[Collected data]
★ ★ ★ ★ ★

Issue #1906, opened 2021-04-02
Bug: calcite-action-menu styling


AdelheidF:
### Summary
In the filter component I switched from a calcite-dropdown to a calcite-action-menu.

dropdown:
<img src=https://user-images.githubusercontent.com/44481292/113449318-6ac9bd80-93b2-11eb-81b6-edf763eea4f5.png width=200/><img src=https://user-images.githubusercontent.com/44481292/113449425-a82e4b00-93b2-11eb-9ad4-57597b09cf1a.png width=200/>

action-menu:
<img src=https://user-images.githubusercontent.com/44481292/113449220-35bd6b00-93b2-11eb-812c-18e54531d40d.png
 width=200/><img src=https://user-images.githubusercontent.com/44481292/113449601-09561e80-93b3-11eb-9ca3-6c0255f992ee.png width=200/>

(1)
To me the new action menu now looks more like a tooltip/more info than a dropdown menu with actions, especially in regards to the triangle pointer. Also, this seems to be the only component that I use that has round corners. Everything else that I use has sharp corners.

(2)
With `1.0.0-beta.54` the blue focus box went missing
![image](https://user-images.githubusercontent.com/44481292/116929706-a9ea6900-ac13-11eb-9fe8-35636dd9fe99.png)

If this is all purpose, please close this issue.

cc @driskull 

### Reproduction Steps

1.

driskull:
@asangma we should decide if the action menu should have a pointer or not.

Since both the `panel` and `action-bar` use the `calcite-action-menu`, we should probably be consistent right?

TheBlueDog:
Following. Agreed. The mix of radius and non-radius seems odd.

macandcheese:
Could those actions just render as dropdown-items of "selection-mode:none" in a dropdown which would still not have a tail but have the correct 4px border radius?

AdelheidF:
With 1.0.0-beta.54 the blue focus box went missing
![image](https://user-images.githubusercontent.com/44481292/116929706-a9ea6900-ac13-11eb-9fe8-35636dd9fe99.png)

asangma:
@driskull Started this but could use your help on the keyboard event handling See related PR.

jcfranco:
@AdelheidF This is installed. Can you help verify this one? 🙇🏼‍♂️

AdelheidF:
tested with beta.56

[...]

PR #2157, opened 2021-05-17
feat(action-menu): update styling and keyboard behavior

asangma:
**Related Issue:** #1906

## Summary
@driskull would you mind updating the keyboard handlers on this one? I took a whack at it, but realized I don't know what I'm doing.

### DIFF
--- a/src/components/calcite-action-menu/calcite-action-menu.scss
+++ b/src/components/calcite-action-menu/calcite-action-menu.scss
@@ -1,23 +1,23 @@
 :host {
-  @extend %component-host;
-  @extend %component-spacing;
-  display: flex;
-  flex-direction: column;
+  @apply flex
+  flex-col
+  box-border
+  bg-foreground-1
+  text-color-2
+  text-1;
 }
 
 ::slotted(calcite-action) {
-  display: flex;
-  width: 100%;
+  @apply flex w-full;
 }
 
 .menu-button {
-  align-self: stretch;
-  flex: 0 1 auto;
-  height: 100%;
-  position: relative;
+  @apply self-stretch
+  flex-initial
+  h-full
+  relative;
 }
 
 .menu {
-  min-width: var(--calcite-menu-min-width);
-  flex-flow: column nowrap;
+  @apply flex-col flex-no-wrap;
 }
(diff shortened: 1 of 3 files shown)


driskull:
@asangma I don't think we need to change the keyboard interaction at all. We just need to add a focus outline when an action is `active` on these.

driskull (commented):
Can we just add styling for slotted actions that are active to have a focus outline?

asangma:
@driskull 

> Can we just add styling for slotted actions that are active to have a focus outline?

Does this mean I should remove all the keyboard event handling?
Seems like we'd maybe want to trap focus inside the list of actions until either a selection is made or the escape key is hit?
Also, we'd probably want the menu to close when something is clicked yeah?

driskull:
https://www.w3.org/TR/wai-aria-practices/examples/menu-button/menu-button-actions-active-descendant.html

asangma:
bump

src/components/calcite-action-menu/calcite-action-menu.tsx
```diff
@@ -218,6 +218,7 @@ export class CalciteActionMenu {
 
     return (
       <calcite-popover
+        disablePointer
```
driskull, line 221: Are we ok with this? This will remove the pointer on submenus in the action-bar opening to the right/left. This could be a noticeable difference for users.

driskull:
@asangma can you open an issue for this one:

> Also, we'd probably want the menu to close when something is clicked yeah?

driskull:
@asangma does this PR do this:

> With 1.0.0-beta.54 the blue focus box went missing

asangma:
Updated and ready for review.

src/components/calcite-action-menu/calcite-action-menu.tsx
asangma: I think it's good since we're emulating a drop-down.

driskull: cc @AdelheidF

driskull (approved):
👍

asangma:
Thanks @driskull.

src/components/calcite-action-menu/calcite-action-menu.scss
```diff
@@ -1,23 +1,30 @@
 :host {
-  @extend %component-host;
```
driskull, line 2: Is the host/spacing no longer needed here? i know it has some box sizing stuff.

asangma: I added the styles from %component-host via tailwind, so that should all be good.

★ ★ ★ ★ ★

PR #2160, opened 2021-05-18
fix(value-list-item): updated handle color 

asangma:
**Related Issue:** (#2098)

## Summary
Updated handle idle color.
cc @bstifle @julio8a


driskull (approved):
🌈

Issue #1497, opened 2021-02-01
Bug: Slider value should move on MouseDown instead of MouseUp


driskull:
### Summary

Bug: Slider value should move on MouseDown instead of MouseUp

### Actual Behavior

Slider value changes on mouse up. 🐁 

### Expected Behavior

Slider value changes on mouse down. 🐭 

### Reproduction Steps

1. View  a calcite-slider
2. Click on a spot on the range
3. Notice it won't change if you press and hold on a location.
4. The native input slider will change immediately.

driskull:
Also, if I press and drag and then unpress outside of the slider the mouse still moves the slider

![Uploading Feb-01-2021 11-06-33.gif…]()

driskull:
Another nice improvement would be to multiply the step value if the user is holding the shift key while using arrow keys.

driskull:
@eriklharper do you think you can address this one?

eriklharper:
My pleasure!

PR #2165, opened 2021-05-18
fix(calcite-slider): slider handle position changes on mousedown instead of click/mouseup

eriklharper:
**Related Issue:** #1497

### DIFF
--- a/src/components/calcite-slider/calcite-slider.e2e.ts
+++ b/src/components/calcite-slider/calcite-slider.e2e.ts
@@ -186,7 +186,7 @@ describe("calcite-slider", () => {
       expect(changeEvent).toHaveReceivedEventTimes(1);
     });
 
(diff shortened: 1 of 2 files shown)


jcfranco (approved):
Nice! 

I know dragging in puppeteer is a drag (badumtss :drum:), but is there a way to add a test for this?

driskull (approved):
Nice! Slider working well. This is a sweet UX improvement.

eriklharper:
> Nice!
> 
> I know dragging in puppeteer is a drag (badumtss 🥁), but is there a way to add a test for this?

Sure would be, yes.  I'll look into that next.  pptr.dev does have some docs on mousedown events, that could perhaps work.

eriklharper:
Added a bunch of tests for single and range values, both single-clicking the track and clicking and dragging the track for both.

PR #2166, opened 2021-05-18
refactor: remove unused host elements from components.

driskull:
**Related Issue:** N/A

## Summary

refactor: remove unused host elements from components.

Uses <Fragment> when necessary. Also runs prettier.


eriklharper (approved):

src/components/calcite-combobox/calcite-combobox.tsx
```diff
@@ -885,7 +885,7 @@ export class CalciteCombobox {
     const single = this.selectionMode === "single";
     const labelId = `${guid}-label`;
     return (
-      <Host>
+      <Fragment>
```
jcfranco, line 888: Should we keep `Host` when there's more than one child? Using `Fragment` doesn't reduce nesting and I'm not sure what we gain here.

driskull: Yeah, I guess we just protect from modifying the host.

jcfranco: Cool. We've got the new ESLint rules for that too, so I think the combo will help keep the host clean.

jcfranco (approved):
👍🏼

★ ★ ★ ★ ★

For each line above that contains "range", make a copy.

2. Click on a spot on the range
Added a bunch of tests for single and range values, both single-clicking the track and clicking and dragging the track for both.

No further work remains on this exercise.